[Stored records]
PR #2083, opened 2026-09-09
feat(build): a series of optimizations for nydus on block device

imeoer:
## Overview

This PR reworks how nydus v3 builds and serves EROFS images. One builder now
produces either a **chunk-based image** that the daemons fetch on demand
(FUSE, NBD, ublk, fanotify, UFFD) or a **native EROFS layer** that the kernel
mounts directly from a block device or a local store.

> Revision, September 16, 2026: `c7b37842` on `upstream/v3` at
> `657c94a94d0e9b534a58dc4663f06fd8fbc1e3dd`, four commits that each build and
> pass their own tests. The blob meta is a private format at version `1`:
> images, hot blobs, traces and cache sidecars from upstream/v3 or earlier
> revisions of this branch must be rebuilt; no compatibility shims are kept.

### Design

**Fixed-size chunk groups.** Files are cut into chunks of at most
`--chunk-size` (default 1 MiB) and packed densely into chunk groups of that
same size: a chunk that fills a group is a group of its own; smaller chunks
and file tails are bin-packed into shared groups, each on its own block
inside the group's slot. Group `i` owns address slot `[i·S, (i+1)·S)`, so an
address maps to its group by a shift and the group table is one 16-byte row
per group (`compressed_offset`, `first_chunk`, `crc32c`) plus a terminator.
Chunk lengths and blake3 digests are separate dense tables; the blob meta
header is 32 bytes. Each group is compressed on its own (zstd or LZ4, stored
plain when it does not shrink below 70%), verified by crc32c on every fetch
and by digest when `skip_verify_checksums` is false.

**Runtime.** Readiness is one bit per group in a shared `.group.map` sidecar;
byte offset `N` of the same file is the cross-process OFD fetch lock for
group `N`. A miss fetches, in one
backend read, every group whose compressed range overlaps the
`storage.fetch_size`-aligned cell (default 2 MiB of **compressed** bytes)
holding the missed group, trimmed at groups already cached or in flight, and
decodes group by group into the block-aligned plaintext cache. The fetch is
single-flighted in process and its whole range is claimed across processes,
so peers missing on neighbouring groups of one cell wait and then fetch only
what is still missing. Prefetch reads
in batches of the same size through up to `prefetch.concurrent_blob_count`
workers with a single-group ramp at the head; under the default
`prefetch.scope: ondemand` every blob cache is opened by a background pool so
neither the daemon nor a block-device probe pays the blob meta round trips
one blob at a time. The fetch size is a runtime knob, so operators trade GET
count against transferred bytes without rebuilding.

**Optimize.** `/trace` records `{blob_index, chunk_group_index}` for every
chunk group a read touched, hit or miss. `nydus optimize` copies exactly
those groups byte for byte, in access order, into a `REDIRECT` blob together
with their chunk lengths and digests; an 8-byte redirect table
(`source_blob_index`, `source_chunk_group_index`) names the source of every
copy. Nothing is decoded or recompressed, and the bootstrap keeps its chunk
indexes — it only gains the ondemand device and the prefetch xattr. At mount
time prefetch streams the ondemand blob once and writes each decoded group
into the *source* blob's cache at the source slot, skipping groups another
process already cached; the ondemand blob never builds a cache of its own.
This is upstream's redirect design carried over to fixed-size groups.

**Native layers and streaming.** `--compressor erofs-none | erofs-lz4 |
erofs-zstd` build a raw EROFS device (`[layer data][bootstrap][footer]`,
footer flag `RAW_DEVICE`, no blob meta) that the kernel mounts directly; the
daemons pass reads through and the registry backend refuses to serve them.
`nydus build --source-type tar` streams an OCI layer tarball into the blob
without staging a rootfs; nydusify pipes decompressed layers into it.
Compact EROFS metadata, inline directory tails and contiguous child allocation
shrink the merged bootstrap about 4x.

**Daemon memory.** Fetch and decode buffers of 1 MiB or more are anonymous
huge-page-advised mappings unmapped when the job ends; zstd and LZ4 decode
straight into the output slice; the mount services limit glibc to two arenas
with fixed mmap and trim thresholds unless `MALLOC_*` / `GLIBC_TUNABLES` are
set.

### Commits

1. `feat: build and serve dense and native EROFS images` — format, builder,
   runtime, optimize, CLI, config, daemon memory trims.
2. `feat(nydusify): stream layers through the builder, check native images`.
3. `test: validate kernel mounts and conversions end to end`.
4. `docs: describe chunk groups, fetch size and native layers`.

### CLI and config differences from upstream/v3

| | upstream/v3 | this PR |
| --- | --- | --- |
| `nydus build --compressor` | `none`, `zstd`, `lz4-block` | `none`, `zstd`, `lz4`, `erofs-none`, `erofs-lz4`, `erofs-zstd` |
| `nydus build --chunk-size` | 1 MiB | 1 MiB, also the chunk group size |
| `nydus build --block-group-size` | present | removed |
| `nydus build --source-type dir\|tar`, `--digester`, `--blob-id`, `--erofs-data-alignment` | — | new |
| `storage.fetch_size` | — | compressed bytes per on-demand read, default 2 MiB |
| blob meta | `REDIRECT` flag, source blob / block group fields in every block group entry | `REDIRECT` flag kept, separate 8-byte redirect table (`source_blob_index`, `source_chunk_group_index`) after the digest table |
| cache sidecars | `.group.map` (bitmap) | `.group.map` (bitmap, byte `N` also the OFD lock for group `N`) |
| metrics / `/trace` | `cache_*_block_group`, `block_group_index` | `cache_*_chunk_group`, `{blob_index, chunk_group_index}` |
| `nydusify convert --block-group-size` | present | removed |

## Measurements against upstream/v3

Same machine (Linux 7.0 aarch64, 10 cores, 32 GiB), both binaries built with
Rust 1.88.0 `--release --features cli` (plus `ublk`), each with its own
defaults. Workload: OpenClaw 2026.9.3 arm64 (31 layers, 26 data blobs,
3.2 GiB, 123k files) built from identical directory inputs. Runtime: fresh
cache, daemon and runc container per sample; blobs served by an isolated
loopback HTTP Range origin (0 ms; 20 ms per GET; 5 ms per GET plus a
200 Mbit/s body limit). `raw` = no prefetch; `opt` = each binary's own
`optimize` output from its own trace, `prefetch.scope: ondemand`,
`concurrent_blob_count: 4`. FUSE runs with 10 threads on both. End-to-end
time is daemon spawn to the first passing container health check; medians of
three interleaved samples (six for the FUSE/opt/20 ms cell, whose first
round was noisy). Both trees (139,276 entries) are identical.

### Build, size and optimize

| | upstream/v3 | this PR | Δ |
| --- | ---: | ---: | ---: |
| Build wall, all layers | 5.99 s | **5.29 s** | -12% |
| Build user CPU | 10.56 s | **9.62 s** | -9% |
| Build peak RSS (largest layer) | 110 MiB | **63 MiB** | -43% |
| Merge wall / peak RSS | 0.24 s / 131 MiB | **0.14 s / 62 MiB** | |
| Full blobs (data + embedded meta) | 858.8 MiB | 889.2 MiB | +3.5% |
| Blob meta (`.blob.meta`, 26 files) | 5.89 MiB | **4.42 MiB** | -25% |
| Merged bootstrap | 66.8 MiB | **17.0 MiB** | -75% |
| Blobs + bootstrap + meta | 931.5 MiB | **910.6 MiB** | -2.2% |
| `optimize` wall / hot blob | 2.46 s / 118.2 MiB | **0.42 s / 75.3 MiB** | -83% / -36% |

Blobs grow 3.5% because 1 MiB groups compress a little worse than 4 MiB ones
(2 MiB chunks: 869.1 MiB, +1.2%, at 82 MiB build RSS). Everything else
shrinks. The hot blob is a byte-exact copy of the 331 traced 1 MiB groups,
so optimize is a range-read-and-append pass with no decode or recompression;
upstream copies 4 MiB block groups for the same trace.

### Cold start, traffic, cache and memory

`e2e` in seconds; `GET` / `MiB` are origin requests and body bytes; `cache`
is the allocated size of the daemon's cache files; `RSS` is the daemon
process at health check (this PR's RSS is mostly file-backed pages of the
`mmap`ed cache — anonymous memory is the number in parentheses).

| Frontend | Mode | Network | e2e upstream | e2e this PR | GET | MiB | cache MiB | RSS MiB (anon) |
| --- | --- | --- | ---: | ---: | ---: | ---: | ---: | ---: |
| FUSE | raw | 0 ms | 6.04 | 6.37 (+5%) | 156 → 105 | 124 → 170 | 529 → 834 | 182 (105) → **23** (9) |
| FUSE | raw | 20 ms | 9.42 | **8.23** (-13%) | 156 → 105 | 124 → 170 | 529 → 834 | 184 (107) → **21** (7) |
| FUSE | raw | 200 Mbit/s | 15.32 | 15.74 (+3%) | 155 → 105 | 122 → 170 | 525 → 834 | 180 (103) → **21** (7) |
| FUSE | opt | 0 ms | 5.73 | **5.42** (-5%) | 109 → 107 | 134 → 89 | 529 → **343** | 202 (124) → **33** (13) |
| FUSE | opt | 20 ms | 6.05 | **5.67** (-6%) | 108 → 108 | 133 → 92 | 529 → **348** | 207 (130) → **33** (12) |
| FUSE | opt | 200 Mbit/s | 9.30 | **8.35** (-10%) | 116 → 108 | 147 → 97 | 529 → **361** | 232 (154) → **30** (9) |
| ublk | raw | 0 ms | 8.06 | **7.22** (-10%) | 189 → 138 | 125 → 171 | 533 → 837 | 559 (59) → **289** (22) |
| ublk | raw | 20 ms | 11.35 | **9.66** (-15%) | 189 → 138 | 125 → 171 | 533 → 837 | 551 (51) → **291** (25) |
| ublk | raw | 200 Mbit/s | 17.88 | 17.59 (-2%) | 189 → 138 | 125 → 171 | 533 → 837 | 558 (60) → **292** (26) |
| ublk | opt | 0 ms | 5.14 | **4.67** (-9%) | 99 → 99 | 124 → 81 | 529 → **334** | 538 (50) → **299** (27) |
| ublk | opt | 20 ms | 6.21 | **4.60** (-26%) | 99 → 99 | 124 → 81 | 529 → **334** | 542 (54) → **300** (28) |
| ublk | opt | 200 Mbit/s | 7.53 | **6.10** (-19%) | 104 → 104 | 129 → 90 | 529 → **351** | 552 (64) → **297** (24) |

- **Optimized images** (the deployment mode): ublk starts 9–26% faster, FUSE
  5–10% faster, with the same GET count (44 prefetch reads of the 75 MiB hot
  blob in 2 MiB batches plus one meta round trip per blob on both sides);
  32–35% fewer bytes because the 1 MiB groups carry less untraced data than
  4 MiB block groups; cache 529 → 334–361 MiB; daemon anonymous memory
  124–154 → 9–13 MiB (FUSE) and 50–64 → 24–28 MiB (ublk). Under ublk the
  trace covers the boot completely: one on-demand read per start on both
  binaries.
- **Raw images** with the default 2 MiB compressed fetch size: 27–33% fewer
  GETs, so 10–15% faster over 20 ms latency and under ublk locally, within
  noise (+5% / +3%) for FUSE at 0 ms and 200 Mbit/s, at +37% bytes and a
  +58% plaintext cache (the blobs compress about 3.7x, so a fetch of `W`
  compressed bytes decodes to roughly `3.7 W` of cache). `storage.fetch_size`
  moves along this curve at runtime, measured in an earlier round of the same
  harness: 1 MiB → 144 GETs / 137 MiB / 662 MiB cache (upstream parity),
  4 MiB → 80 / 228 / 1123.
- Not measured here: NBD/fanotify/UFFD startups (functional e2e only), native
  `erofs-*` runtime, real EBS volumes, x86_64. Harness, raw JSON and logs are
  kept out of the repository.

## Change Type

- [x] Feature Addition
- [x] Documentation Update
- [x] Code Refactoring
- [x] Performance Improvement
- [ ] Bug Fix
- [ ] Other

## Self-Checklist

- [x] fmt, Clippy (`-D warnings`, all features), Rust workspace tests and Go vet/race tests pass on every commit.
- [x] Unit, real-builder and kernel-mount e2e regression tests added and run.
- [x] Documentation updated for behavior, format and compatibility changes.
- [x] Build, size, startup, traffic, cache and memory measured against the current `upstream/v3` on FUSE and ublk; regressions reported alongside the gains.
- [x] Benchmark data and harness kept out of the commit chain.


gaius-qi (approved):
LGTM

nydus-format/src/blob/metadata.rs
```diff
@@ -18,827 +18,769 @@ use std::path::Path;
...
+        crate::utils::align_up_u64(self.used_size(), BLOCK).expect("blob meta size overflowed")
     }
 }
 
-/// One chunk entry: the digest of a fixed-size span of the blob's dense
-/// uncompressed address space. Chunk entries are packed back to back in the
-/// chunk table right after the header.
-///
-/// The entry's 48 bytes (integers little-endian):
+fn align8(value: u64) -> u64 {
```
gaius-qi: `nydus-format/src/utils/align.rs`

gaius-qi (approved):

nydus-format/src/blob/metadata.rs
imeoer: Done in c7b37842: `align8` is gone, the header offsets and the checked size use `utils::align_up_u64`. Same sweep replaced the zero-padding loop in `BlobWriter::write_z_padding` with `utils::write_zeros`.

PR #2087, opened 2026-09-10
[v3] scripts: remove nydus crate from publish list

bergwolf:
The nydus crate is for nydus binary. There is no need to publish it.


imeoer (approved):
LGTM!

PR #2088, opened 2026-09-10
[v3] config: re-run the build script when the checked-out commit changes

bergwolf:
The build script embedded the git commit into GIT_COMMIT_SHORT_HASH and GIT_COMMIT_DATE without declaring any rerun-if-changed inputs, so cargo only re-ran it when a file inside nydus-config changed. Checking out or committing elsewhere in the tree kept the cached environment, and `nydus --version` reported the commit of an earlier build while the rest of the workspace had been recompiled from the new sources.

Declare HEAD, the refs/heads directory, packed-refs and reftable as build-script inputs, resolving each through `git rev-parse --git-path` so the `gitdir:` indirection of submodules and worktrees is followed and shared entries land in the common directory while HEAD stays per-worktree. The refs/heads directory is declared as a whole rather than the single branch file so a loose ref written after `git gc` packed the branch is still noticed. Only existing paths are declared because cargo treats a missing input as always stale and would re-run on every build. Building outside a source checkout still emits nothing and falls back to "unknown".

### DIFF
--- a/nydus-config/build.rs
+++ b/nydus-config/build.rs
@@ -1,4 +1,5 @@
-use std::path::Path;
+use std::env;
+use std::path::{Path, PathBuf};
 use std::process::Command;
 
 /// Represents the git commit information.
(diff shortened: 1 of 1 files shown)


imeoer (approved):
LGTM!

PR #2089, opened 2026-09-11
[v3] tests: strengthen EROFS mount coverage and replace erofsfuse dependency with kernel erofs

bergwolf:
This commit removes the erofsfuse compatibility layer and replaces it with direct kernel EROFS mount validation. The changes eliminate the need for the external erofsfuse tool while maintaining comprehensive mount testing.

The key improvements include:
- Removing setupCErofsFuse() and related mkfs lookup functions that were only used for erofsfuse compatibility
- Refactoring verifyNativeErofsTree() to extract mountNativeErofs() as a reusable helper
- Adding TestMergedMountKernelErofsMatchesNydusFuse() that directly mounts EROFS images using the kernel driver
- Updating cachedBlobDataDevicesForBlobs() documentation to reflect the new kernel mount approach

This change simplifies the test infrastructure by relying on the kernel's native EROFS support rather than an external FUSE implementation, making tests more reliable and reducing external dependencies.

### DIFF
--- a/tests/e2e/harness.go
+++ b/tests/e2e/harness.go
@@ -24,28 +24,7 @@ var blobMetaFilenamePattern = regexp.MustCompile(`^[0-9a-f]{64}\.blob\.meta$`)
 
 const (
 	erofsCFuseEnv = "EROFS_C_FUSE"
-	erofsMkfsEnv  = "EROFS_MKFS"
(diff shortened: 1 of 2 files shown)


imeoer (approved):
LGTM!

> EXERCISE INSTRUCTIONS
Write out the records above exactly, from the opening line to the line with "Readiness is one", including both, with nothing added.

> SOLUTION TO THE EXERCISE
PR #2083, opened 2026-09-09
feat(build): a series of optimizations for nydus on block device

imeoer:
## Overview

This PR reworks how nydus v3 builds and serves EROFS images. One builder now
produces either a **chunk-based image** that the daemons fetch on demand
(FUSE, NBD, ublk, fanotify, UFFD) or a **native EROFS layer** that the kernel
mounts directly from a block device or a local store.

> Revision, September 16, 2026: `c7b37842` on `upstream/v3` at
> `657c94a94d0e9b534a58dc4663f06fd8fbc1e3dd`, four commits that each build and
> pass their own tests. The blob meta is a private format at version `1`:
> images, hot blobs, traces and cache sidecars from upstream/v3 or earlier
> revisions of this branch must be rebuilt; no compatibility shims are kept.

### Design

**Fixed-size chunk groups.** Files are cut into chunks of at most
`--chunk-size` (default 1 MiB) and packed densely into chunk groups of that
same size: a chunk that fills a group is a group of its own; smaller chunks
and file tails are bin-packed into shared groups, each on its own block
inside the group's slot. Group `i` owns address slot `[i·S, (i+1)·S)`, so an
address maps to its group by a shift and the group table is one 16-byte row
per group (`compressed_offset`, `first_chunk`, `crc32c`) plus a terminator.
Chunk lengths and blake3 digests are separate dense tables; the blob meta
header is 32 bytes. Each group is compressed on its own (zstd or LZ4, stored
plain when it does not shrink below 70%), verified by crc32c on every fetch
and by digest when `skip_verify_checksums` is false.

**Runtime.** Readiness is one bit per group in a shared `.group.map` sidecar;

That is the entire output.